__Prompt__: Pull every line containing "timeout" out of the listing below.

◆ ◆ ◆ ◆

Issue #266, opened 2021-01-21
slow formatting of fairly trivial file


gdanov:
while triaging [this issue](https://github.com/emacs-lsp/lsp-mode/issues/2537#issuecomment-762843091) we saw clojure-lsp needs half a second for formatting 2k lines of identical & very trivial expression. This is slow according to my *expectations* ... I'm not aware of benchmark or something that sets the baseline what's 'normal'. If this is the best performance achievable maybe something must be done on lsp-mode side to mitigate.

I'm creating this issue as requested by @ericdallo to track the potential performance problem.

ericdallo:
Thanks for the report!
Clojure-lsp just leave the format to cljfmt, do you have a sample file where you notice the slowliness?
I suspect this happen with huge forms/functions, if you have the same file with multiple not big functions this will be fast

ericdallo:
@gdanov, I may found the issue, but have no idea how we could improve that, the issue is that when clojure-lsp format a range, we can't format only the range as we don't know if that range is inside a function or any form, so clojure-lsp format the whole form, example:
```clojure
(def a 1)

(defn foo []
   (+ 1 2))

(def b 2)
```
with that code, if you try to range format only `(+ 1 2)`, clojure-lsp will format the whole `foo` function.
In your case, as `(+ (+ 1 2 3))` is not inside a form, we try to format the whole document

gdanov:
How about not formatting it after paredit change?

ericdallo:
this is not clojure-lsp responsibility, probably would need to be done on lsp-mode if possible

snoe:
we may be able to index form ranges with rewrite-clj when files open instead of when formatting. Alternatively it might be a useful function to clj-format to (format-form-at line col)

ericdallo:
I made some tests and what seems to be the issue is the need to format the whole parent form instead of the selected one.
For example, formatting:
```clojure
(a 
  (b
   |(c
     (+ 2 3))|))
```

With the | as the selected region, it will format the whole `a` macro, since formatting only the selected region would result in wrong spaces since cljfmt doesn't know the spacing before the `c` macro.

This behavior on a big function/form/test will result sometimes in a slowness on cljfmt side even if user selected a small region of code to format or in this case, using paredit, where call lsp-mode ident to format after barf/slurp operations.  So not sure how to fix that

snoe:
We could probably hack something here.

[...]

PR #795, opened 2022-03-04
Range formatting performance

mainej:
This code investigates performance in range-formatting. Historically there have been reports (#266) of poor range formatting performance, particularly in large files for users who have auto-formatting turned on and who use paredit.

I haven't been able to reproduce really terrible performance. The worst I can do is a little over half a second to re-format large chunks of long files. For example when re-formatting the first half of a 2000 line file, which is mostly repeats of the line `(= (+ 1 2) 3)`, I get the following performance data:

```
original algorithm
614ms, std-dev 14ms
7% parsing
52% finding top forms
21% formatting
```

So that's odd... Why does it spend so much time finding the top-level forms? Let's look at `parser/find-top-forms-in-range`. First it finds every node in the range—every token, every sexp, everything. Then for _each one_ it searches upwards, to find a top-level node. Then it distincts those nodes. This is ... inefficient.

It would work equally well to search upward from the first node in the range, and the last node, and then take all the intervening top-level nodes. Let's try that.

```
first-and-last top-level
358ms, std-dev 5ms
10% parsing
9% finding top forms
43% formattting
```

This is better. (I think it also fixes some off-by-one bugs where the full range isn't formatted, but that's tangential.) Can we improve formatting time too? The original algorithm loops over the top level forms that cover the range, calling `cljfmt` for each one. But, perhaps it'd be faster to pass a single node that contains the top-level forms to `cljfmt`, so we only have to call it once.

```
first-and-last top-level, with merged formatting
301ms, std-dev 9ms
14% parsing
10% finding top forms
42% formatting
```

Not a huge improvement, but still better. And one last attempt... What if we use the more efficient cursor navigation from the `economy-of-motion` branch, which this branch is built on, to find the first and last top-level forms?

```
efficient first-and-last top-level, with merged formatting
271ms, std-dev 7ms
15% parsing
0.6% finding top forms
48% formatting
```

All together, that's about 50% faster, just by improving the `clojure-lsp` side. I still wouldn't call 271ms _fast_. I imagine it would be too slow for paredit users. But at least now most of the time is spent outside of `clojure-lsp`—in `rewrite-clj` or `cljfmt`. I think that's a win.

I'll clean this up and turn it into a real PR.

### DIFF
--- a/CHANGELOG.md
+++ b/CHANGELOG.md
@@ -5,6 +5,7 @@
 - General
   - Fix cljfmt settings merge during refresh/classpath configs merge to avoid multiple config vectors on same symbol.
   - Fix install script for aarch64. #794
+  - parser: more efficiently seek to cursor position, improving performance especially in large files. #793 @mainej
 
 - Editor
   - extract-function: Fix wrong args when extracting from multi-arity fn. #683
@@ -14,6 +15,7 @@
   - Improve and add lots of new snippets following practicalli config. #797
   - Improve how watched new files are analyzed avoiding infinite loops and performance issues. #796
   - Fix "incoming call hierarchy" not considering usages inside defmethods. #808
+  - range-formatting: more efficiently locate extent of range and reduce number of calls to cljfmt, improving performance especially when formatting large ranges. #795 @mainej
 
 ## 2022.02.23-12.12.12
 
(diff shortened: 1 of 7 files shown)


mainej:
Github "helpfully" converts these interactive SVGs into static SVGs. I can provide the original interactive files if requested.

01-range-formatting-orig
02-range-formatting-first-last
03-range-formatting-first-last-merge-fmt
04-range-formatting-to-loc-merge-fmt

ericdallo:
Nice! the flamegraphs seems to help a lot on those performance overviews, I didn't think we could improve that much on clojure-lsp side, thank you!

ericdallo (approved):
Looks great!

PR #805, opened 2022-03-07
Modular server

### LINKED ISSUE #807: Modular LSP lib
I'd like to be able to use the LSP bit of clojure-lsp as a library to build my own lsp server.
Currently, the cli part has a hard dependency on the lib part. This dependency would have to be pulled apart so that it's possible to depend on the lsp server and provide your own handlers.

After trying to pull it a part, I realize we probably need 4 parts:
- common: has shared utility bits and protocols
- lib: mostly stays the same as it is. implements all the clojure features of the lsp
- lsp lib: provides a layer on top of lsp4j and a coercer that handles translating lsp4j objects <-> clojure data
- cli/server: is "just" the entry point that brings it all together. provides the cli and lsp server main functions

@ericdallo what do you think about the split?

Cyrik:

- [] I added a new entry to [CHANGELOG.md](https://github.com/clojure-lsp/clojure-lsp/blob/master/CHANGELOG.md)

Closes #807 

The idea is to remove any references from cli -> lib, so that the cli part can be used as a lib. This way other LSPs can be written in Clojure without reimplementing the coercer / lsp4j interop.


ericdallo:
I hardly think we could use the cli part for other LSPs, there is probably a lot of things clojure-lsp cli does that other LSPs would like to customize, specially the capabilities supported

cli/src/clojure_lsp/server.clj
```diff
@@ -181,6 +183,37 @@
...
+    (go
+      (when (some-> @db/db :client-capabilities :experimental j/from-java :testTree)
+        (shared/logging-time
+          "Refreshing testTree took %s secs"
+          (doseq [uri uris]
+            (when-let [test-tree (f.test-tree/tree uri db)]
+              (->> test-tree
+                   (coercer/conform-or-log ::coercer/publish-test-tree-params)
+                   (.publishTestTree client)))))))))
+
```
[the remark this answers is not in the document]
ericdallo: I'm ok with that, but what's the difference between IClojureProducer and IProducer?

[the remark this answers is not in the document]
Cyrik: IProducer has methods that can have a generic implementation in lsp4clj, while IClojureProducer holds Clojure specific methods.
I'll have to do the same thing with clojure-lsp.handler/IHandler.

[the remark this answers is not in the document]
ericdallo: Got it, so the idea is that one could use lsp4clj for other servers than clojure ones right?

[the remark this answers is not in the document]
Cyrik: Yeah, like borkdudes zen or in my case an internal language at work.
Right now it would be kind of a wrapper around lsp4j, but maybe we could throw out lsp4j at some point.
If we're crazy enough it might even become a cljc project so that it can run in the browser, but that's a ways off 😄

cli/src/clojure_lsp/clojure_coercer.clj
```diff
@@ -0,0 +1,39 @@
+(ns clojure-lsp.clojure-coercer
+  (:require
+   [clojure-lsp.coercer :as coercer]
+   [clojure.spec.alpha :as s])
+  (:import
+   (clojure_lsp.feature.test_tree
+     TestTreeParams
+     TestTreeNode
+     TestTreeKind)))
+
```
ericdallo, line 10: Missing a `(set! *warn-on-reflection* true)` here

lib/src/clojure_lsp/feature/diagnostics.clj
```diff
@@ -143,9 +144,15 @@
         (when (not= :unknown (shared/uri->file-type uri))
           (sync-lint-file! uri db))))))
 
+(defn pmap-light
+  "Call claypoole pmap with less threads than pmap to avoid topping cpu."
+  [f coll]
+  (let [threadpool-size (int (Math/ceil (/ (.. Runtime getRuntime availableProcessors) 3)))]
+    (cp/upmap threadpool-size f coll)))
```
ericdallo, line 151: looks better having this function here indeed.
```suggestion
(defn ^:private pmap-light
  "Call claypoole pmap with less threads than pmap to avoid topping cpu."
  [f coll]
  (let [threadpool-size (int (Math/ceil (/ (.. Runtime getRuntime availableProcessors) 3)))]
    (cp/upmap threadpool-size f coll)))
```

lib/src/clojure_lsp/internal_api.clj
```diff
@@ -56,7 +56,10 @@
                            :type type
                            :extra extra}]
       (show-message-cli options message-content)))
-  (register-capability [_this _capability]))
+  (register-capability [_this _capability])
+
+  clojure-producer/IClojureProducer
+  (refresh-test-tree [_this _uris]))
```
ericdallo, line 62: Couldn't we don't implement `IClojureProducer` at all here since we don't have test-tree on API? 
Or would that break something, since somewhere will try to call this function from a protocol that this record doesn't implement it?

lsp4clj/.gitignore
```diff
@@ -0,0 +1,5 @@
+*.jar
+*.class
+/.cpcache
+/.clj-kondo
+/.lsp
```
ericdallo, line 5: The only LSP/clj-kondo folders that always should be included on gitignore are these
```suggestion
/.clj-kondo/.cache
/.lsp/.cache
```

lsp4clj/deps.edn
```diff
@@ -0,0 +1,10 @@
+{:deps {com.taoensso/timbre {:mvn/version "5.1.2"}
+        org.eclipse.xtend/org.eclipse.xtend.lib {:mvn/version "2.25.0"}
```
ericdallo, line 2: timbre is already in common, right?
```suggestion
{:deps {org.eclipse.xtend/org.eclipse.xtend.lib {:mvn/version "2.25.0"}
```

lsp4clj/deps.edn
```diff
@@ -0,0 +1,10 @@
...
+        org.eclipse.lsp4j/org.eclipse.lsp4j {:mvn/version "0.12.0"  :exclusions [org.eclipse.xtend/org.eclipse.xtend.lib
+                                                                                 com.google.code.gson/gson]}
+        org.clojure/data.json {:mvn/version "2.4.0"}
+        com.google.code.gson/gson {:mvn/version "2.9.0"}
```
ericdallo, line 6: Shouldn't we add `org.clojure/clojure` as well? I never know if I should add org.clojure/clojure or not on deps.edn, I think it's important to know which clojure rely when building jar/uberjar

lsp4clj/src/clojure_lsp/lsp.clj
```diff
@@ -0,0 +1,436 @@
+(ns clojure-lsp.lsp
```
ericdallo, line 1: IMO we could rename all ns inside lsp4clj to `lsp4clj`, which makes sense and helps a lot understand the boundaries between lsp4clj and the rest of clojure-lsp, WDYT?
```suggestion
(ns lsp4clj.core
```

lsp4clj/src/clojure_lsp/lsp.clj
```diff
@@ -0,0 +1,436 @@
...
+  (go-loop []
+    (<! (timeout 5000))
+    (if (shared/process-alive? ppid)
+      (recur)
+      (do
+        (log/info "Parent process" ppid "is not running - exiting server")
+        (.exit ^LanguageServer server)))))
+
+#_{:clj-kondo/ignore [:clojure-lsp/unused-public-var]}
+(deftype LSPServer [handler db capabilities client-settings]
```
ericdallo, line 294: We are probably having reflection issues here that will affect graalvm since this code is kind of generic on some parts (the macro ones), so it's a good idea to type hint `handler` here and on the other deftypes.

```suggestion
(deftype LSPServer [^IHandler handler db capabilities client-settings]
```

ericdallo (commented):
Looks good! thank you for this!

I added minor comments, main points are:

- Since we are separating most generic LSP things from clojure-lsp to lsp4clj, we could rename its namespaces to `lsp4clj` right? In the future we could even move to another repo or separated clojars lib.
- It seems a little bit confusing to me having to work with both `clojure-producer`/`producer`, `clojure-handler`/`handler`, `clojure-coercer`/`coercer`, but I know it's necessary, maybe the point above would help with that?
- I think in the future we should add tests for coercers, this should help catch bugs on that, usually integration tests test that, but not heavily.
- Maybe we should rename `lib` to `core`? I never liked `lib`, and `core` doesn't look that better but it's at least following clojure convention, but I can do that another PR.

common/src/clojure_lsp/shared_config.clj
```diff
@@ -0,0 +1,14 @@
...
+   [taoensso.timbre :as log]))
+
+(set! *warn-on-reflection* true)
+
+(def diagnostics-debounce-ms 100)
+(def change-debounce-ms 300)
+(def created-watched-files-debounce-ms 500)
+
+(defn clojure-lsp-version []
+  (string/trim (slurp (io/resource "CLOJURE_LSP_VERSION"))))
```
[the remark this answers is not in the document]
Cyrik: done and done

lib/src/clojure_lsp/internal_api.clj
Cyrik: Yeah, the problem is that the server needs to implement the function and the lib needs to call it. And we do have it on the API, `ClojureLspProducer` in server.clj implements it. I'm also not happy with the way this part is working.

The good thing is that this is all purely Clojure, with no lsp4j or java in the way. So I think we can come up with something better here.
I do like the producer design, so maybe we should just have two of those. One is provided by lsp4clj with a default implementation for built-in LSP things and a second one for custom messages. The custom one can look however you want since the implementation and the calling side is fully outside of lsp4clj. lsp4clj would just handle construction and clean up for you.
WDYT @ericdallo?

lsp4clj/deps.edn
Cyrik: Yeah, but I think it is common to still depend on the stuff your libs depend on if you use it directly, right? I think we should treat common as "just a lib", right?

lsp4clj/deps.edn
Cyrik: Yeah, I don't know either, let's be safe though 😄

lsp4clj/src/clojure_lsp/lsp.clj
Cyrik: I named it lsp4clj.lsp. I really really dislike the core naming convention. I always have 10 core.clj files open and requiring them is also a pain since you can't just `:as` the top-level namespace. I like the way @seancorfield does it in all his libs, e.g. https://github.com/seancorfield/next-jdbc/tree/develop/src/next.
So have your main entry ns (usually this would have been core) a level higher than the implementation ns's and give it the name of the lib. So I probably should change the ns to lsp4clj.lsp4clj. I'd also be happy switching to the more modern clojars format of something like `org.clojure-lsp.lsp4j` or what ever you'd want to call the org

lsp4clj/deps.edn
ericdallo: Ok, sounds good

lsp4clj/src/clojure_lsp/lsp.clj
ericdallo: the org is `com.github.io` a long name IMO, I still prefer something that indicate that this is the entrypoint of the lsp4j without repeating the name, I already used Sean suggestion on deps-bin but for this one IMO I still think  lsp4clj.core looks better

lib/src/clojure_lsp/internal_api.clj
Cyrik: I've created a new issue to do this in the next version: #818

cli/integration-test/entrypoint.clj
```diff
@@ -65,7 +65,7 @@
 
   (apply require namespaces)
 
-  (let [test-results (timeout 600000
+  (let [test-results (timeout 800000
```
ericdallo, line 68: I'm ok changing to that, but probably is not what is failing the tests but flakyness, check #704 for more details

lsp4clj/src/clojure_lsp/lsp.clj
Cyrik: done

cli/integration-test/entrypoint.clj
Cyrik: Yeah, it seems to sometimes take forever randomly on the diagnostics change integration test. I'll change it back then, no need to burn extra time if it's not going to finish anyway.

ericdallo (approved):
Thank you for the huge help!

◆ ◆ ◆ ◆

__Exercise response__:
+    (<! (timeout 5000))
-  (let [test-results (timeout 600000
+  (let [test-results (timeout 800000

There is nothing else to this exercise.